Fight Aging!

Naked mole-rats are an unusually long-lived mammalian species, of a similar size to mice but with a life span of decades rather than just a few years. This species also exhibits a near complete absence of cancer and very little age-related decline in function until very late in life. Investigations of their biochemistry have uncovered a range of interesting differences, such as senescent cells that are far more benign than their counterparts in other mammals, more efficient protein synthesis, more efficient DNA repair (such as an improved version of the cGAS protein), and more. That naked mole-rats live underground in oxygen poor environments, with a corresponding lack of predation, has prompted the evolution of greater longevity and the necessary co-evolution of the many features needed to support that longevity, such as improved cell resilience to common stresses.

In today's open access paper, researchers examine the gut microbiome in naked mole-rats. In mice and humans the composition of the gut microbiome changes with age, in ways that provoke greater inflammation and diminish the supply of beneficial metabolites. Animal studies have shown that restoring a youthful composition, such as via fecal microbiota transplantation from a young donor, improves health and extends life. Perhaps unsurprisingly, all things considered, the results in the paper here show that naked mole-rats exhibit very little change in the composition of the gut microbiome over a life span. Why this is the case is an interesting question, however. It perhaps argues for the hypothesis that changes in gut microbiome composition are downstream of the aging of the immune system, as it becomes ever less capable of suppressing populations of undesirable microbes.

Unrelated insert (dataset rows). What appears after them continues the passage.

PR #12913, opened 2024-07-12
Pipe: Fix async client returning self too early when downgrade from handshake v2 to v1

luoluoyuyu:
As title.

### DIFF
--- a/iotdb-core/datanode/src/main/java/org/apache/iotdb/db/pipe/connector/client/IoTDBDataNodeAsyncClientManager.java
+++ b/iotdb-core/datanode/src/main/java/org/apache/iotdb/db/pipe/connector/client/IoTDBDataNodeAsyncClientManager.java
@@ -199,6 +199,7 @@ public class IoTDBDataNodeAsyncClientManager extends IoTDBClientManager
           }
         };
 
+    client.setShouldReturnSelf(false);
     // Try to handshake by PipeTransferHandshakeV2Req.
     final HashMap<String, String> params = new HashMap<>();
     params.put(
@@ -233,7 +234,8 @@ public class IoTDBDataNodeAsyncClientManager extends IoTDBClientManager
           callback);
       waitHandshakeFinished(isHandshakeFinished);
     }
-
+    client.setShouldReturnSelf(true);
+    client.returnSelf();
     if (exception.get() != null) {
       throw new PipeConnectionException("Failed to handshake.", exception.get());
     }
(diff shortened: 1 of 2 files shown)


iotdb-core/datanode/src/main/java/org/apache/iotdb/db/pipe/connector/client/IoTDBDataNodeAsyncClientManager.java
```diff
@@ -233,7 +234,7 @@ public void onError(Exception e) {
           callback);
       waitHandshakeFinished(isHandshakeFinished);
     }
-
+    client.setShouldReturnSelf(true);
     if (exception.get() != null) {
       throw new PipeConnectionException("Failed to handshake.", exception.get());
```
Caideyipi, line 239: If there are exceptions, maybe we should return the client, or else it's leaked and cannot be borrowed again...

Caideyipi (approved):
LGTM

iotdb-core/datanode/src/main/java/org/apache/iotdb/db/pipe/connector/client/IoTDBDataNodeAsyncClientManager.java
```diff
@@ -199,43 +199,48 @@ public void onError(Exception e) {
...
+        exception.set(null);
+
+        client.setTimeoutDynamically(PipeConfig.getInstance().getPipeConnectorHandshakeTimeoutMs());
+        client.pipeTransfer(
+            PipeTransferDataNodeHandshakeV1Req.toTPipeTransferReq(
+                CommonDescriptor.getInstance().getConfig().getTimestampPrecision()),
+            callback);
+        waitHandshakeFinished(isHandshakeFinished);
+      }
+      if (exception.get() != null) {
```
SteveYurongSu, line 238:
```suggestion
      }
      
      if (exception.get() != null) {
```

iotdb-core/datanode/src/main/java/org/apache/iotdb/db/pipe/connector/client/IoTDBDataNodeAsyncClientManager.java
```diff
@@ -199,43 +199,48 @@ public void onError(Exception e) {
...
-          targetNodeUrl.getPort());
-
-      supportModsIfIsDataNodeReceiver = false;
-      isHandshakeFinished.set(false);
-      resp.set(null);
-      exception.set(null);
+    try {
+      client.setShouldReturnSelf(false);
+      // Try to handshake by PipeTransferHandshakeV2Req.
+      final HashMap<String, String> params = new HashMap<>();
```
SteveYurongSu, line 205:
```suggestion
      client.setShouldReturnSelf(false);
      
      // Try to handshake by PipeTransferHandshakeV2Req.
      final HashMap<String, String> params = new HashMap<>();
```

SteveYurongSu (approved):

PR #15815, opened 2025-06-24
IoTV2: Refactor replicate index so that it is shared at the pipe task level & Add some log for delete local peer

Pengzna:
Refactor replicate index so that it is shared at the **pipe task** level INSTEAD OF **region level** for 2 reasons:
1. prevent index jumps when events pile up and tasks are restarted
2. historicalExtractor is shared at the pipe task level, so When a certain pipetask restarts extracting historical data, it may interfere with the global index.

In this pr:
1. index is shared at the pipe task level
2. index is reset when pipe task is dropped. And can ensure that after index is reset, only when the pipe task restarts can this index increases.
3. index is used for calculating syncLag metric accurately.
4. Add some log for delete local peer


iotdb-core/datanode/src/main/java/org/apache/iotdb/db/pipe/agent/task/subtask/connector/PipeConnectorSubtaskManager.java
```diff
@@ -201,6 +202,9 @@ public synchronized void deregister(
     }
 
     PipeEventCommitManager.getInstance().deregister(pipeName, creationTime, regionId);
+    // Reset IoTV2 replicate index to prevent index jumps. Do this when consensus pipe no longer
+    // replicates data, since extractor and processor is already dropped now.
```
jt2594838: consensus pipe -> a consensus pipe
is already dropped -> are already dropped

Pengzna: fixed

PR #15816, opened 2025-06-24
[AINode] Modify dataset module for table-model training

ycycse:
As title. 
This pr  modelfiies dataset module to implement a new way to execute training sql for table model.


CRZbulabula (approved):
LGTM

PR #15844, opened 2025-06-29
RatisConsensus: extend election timeout threshold

RkGrit:
RatisConsensus: modify election timeout threshold from 10s to 30s

### DIFF
--- a/iotdb-core/consensus/src/main/java/org/apache/iotdb/consensus/ratis/RatisConsensus.java
+++ b/iotdb-core/consensus/src/main/java/org/apache/iotdb/consensus/ratis/RatisConsensus.java
@@ -722,7 +722,7 @@ class RatisConsensus implements IConsensus {
       return client
           .getRaftClient()
           .admin()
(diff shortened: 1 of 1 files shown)


iotdb-core/consensus/src/main/java/org/apache/iotdb/consensus/config/RatisConfig.java
```diff
@@ -1130,6 +1139,10 @@ public void setSleepDeviationThresholdMs(int sleepDeviationThresholdMs) {
       public void setCloseThresholdMs(int closeThresholdMs) {
         this.closeThresholdMs = closeThresholdMs;
       }
+
+      public void setTransferLeaderTimeoutMs(int transferLeaderTimeoutMs) {
+        this.transferLeaderTimeoutMs = transferLeaderTimeoutMs;
+      }
```
jt2594838: Return `this` if you wish to use it in chained calls.

PR #15854, opened 2025-07-02
make with-grant-option optinal

zhujt20:
use parameter to make with-grant-option optinal


integration-test/src/test/java/org/apache/iotdb/db/it/auth/IoTDBGrantOptionIT.java
```diff
@@ -0,0 +1,77 @@
...
+ */
+
+package org.apache.iotdb.db.it.auth;
+
+import org.apache.iotdb.it.env.EnvFactory;
+import org.apache.iotdb.it.framework.IoTDBTestRunner;
+import org.apache.iotdb.itbase.category.ClusterIT;
+import org.apache.iotdb.itbase.category.LocalStandaloneIT;
+
+import org.junit.*;
```
CRZbulabula: DO NOT import *

PR #15867, opened 2025-07-03
Pipe: Enable support for transferring TsFiles from object storage in the Pipe framework   

XNX02:


Caideyipi:
Can add a configuration to send "remote file" or "path"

The naked mole-rat microbiome is associated with healthy aging and social structure

The gut microbiome plays a pivotal role in health and disease, modulating digestion and xenobiotic processes, regulating metabolism, influencing epithelial development, and altering immune function. When the microbiome is dysregulated, as may occur during aging, it may contribute to myriad chronic diseases, such as cardiovascular disease, diabetes, and cognitive impairment. Similarly, therapeutic interventions that modify the microbiome with probiotics reportedly have been effective in the treatment of age-related cognitive impairment and sarcopenia and may even delay or abrogate the overall physiological declines that occur with advancing age.

Here, we investigate the naked mole-rat (NMR; Heterocephalus glaber) and its unique microbiome. These small (35-45 g) rodents are notable for both their unusual eusocial lifestyle and successful aging profile: breeding is monopolized by one female (the "queen") within a colony, with the result that although most NMRs remain in their natal colony, less than 1% of all individuals have the opportunity to reproduce over their exceptionally long lifespans (more than 40 years). In addition to their extraordinary longevity, NMRs show a lack of demographic aging, with no increased risk of dying in older animals, and well-maintained physiological, metabolomic, and biochemical function with advancing age. NMRs are also resistant to chronic age-associated diseases (e.g., cancer, neurodegeneration, and cardiovascular diseases). These atypical features suggest they are able to successfully retard, delay, or abrogate the functional declines that commonly accompany the aging process in other mammals.

Comparing fecal samples from NMR individuals over different social ranks and over a span of more than three decades. In contrast to a cohort of C57BL6/J mice, which showed extensive age-related changes, we found little difference in the microbiota of NMRs from different age cohorts. Only the archaea Methanomassiliicoccus intestinalis, which was present in the NMR gut but not the murine gut, showed an increased proportion with older age. Pregnant queens were found to have higher microbial diversity, potentially a consequence of their aggressive coprophagia. Overall, these findings provide a rich and dynamic picture of the NMR microbiome and starting points for future investigation.